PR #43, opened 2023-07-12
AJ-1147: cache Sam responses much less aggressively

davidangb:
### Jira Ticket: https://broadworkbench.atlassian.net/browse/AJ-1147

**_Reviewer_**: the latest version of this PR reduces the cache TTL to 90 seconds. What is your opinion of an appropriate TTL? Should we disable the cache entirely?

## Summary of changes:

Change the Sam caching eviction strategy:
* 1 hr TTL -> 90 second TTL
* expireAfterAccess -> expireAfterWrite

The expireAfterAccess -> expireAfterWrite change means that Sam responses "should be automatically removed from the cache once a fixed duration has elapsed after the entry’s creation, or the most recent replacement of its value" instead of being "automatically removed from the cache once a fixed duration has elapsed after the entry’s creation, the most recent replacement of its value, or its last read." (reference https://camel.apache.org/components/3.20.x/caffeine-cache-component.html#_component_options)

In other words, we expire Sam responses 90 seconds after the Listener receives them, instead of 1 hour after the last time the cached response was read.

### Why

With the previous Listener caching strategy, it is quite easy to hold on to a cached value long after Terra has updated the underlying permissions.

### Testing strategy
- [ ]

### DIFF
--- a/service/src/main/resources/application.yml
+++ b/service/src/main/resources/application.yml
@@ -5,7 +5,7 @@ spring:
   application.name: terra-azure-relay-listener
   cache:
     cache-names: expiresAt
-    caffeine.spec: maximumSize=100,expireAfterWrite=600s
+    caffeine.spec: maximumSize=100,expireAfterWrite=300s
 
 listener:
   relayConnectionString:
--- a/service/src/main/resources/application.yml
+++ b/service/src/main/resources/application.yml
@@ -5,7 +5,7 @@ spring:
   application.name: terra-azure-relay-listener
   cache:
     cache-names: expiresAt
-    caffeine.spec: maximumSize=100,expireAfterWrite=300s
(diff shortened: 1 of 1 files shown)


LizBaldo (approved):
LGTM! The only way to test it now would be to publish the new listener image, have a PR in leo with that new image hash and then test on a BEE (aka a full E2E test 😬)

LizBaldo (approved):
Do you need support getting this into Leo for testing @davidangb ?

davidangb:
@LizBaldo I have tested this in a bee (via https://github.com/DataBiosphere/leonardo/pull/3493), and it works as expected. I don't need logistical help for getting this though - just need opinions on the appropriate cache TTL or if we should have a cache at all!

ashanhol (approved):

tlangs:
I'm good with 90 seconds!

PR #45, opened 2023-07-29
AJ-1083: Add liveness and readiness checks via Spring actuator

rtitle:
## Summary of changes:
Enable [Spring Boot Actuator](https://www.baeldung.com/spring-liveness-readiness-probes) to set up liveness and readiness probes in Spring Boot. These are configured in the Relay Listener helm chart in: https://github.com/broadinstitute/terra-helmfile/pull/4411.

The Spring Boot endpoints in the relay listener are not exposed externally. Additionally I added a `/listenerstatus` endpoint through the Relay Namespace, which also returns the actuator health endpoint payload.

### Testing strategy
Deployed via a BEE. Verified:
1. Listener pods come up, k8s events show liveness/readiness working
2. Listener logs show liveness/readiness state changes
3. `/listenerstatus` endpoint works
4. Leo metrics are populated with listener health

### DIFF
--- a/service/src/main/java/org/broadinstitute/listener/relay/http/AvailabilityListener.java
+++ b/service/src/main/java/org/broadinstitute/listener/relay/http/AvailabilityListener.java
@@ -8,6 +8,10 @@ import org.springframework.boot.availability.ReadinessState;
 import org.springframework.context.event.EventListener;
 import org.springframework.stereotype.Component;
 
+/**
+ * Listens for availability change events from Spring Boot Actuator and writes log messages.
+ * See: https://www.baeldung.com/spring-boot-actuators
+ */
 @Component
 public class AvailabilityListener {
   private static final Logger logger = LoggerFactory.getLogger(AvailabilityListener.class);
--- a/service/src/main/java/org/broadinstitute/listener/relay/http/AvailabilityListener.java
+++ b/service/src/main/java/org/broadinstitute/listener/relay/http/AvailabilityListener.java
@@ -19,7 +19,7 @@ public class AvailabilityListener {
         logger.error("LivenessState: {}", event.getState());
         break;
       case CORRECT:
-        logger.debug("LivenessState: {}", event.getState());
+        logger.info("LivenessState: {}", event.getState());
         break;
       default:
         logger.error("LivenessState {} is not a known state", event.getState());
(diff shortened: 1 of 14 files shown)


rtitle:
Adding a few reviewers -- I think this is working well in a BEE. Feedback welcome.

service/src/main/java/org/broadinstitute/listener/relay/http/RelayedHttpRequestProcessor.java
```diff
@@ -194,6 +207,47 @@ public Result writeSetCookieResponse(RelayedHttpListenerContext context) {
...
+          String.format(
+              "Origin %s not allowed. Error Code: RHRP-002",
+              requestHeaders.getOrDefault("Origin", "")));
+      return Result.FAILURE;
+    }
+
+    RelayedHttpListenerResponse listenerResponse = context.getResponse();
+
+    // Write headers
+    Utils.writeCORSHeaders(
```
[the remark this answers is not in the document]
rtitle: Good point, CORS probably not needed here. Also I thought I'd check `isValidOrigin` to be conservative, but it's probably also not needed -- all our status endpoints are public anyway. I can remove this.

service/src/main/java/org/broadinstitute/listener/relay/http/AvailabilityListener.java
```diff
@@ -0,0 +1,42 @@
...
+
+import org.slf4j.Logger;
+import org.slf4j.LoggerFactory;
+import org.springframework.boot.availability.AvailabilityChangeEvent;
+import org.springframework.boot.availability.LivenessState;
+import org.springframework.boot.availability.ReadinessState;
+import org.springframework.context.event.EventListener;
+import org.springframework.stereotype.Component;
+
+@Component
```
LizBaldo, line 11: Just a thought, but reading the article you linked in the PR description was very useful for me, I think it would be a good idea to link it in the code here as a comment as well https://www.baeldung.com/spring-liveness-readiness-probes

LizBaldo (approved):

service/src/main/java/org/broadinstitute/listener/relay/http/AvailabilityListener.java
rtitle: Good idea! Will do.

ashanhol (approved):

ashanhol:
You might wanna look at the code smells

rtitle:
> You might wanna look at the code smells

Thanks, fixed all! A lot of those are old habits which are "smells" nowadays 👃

━━━━━━━━━━━━━━━━

- EXERCISE REQUIREMENTS
Please, starting with the first line of the material above, write out each line exactly and finish on the line that includes "Jira Ticket: https://broadworkbench.atlassian.net/browse/AJ-1147".

- SOLVED PROBLEM
PR #43, opened 2023-07-12
AJ-1147: cache Sam responses much less aggressively

davidangb:
### Jira Ticket: https://broadworkbench.atlassian.net/browse/AJ-1147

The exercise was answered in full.